PR #1827, opened 2026-08-28
Show mamba commands directly instead of a conda-then-swap note

ramakrishnap-nv:
## Summary
- `CONTRIBUTING.md` and `skills/cuopt-developer/SKILL.md` both recommended mamba as the preferred package manager, but printed `conda` commands with a "just replace `conda` with `mamba`" aside — so following the recommended path required manually substituting every command.
- Lead the code blocks with `mamba env create ...` directly; kept `conda activate` since mamba doesn't implement `activate`. The mamba-install link and the "swap in conda if mamba isn't installed" fallback note are both preserved.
· · ·
### How to complete this task
Please retype every entry above exactly as it stands.

### Result of this task
PR #1827, opened 2026-08-28
Show mamba commands directly instead of a conda-then-swap note

ramakrishnap-nv:
## Summary
- `CONTRIBUTING.md` and `skills/cuopt-developer/SKILL.md` both recommended mamba as the preferred package manager, but printed `conda` commands with a "just replace `conda` with `mamba`" aside — so following the recommended path required manually substituting every command.
- Lead the code blocks with `mamba env create ...` directly; kept `conda activate` since mamba doesn't implement `activate`. The mamba-install link and the "swap in conda if mamba isn't installed" fallback note are both preserved.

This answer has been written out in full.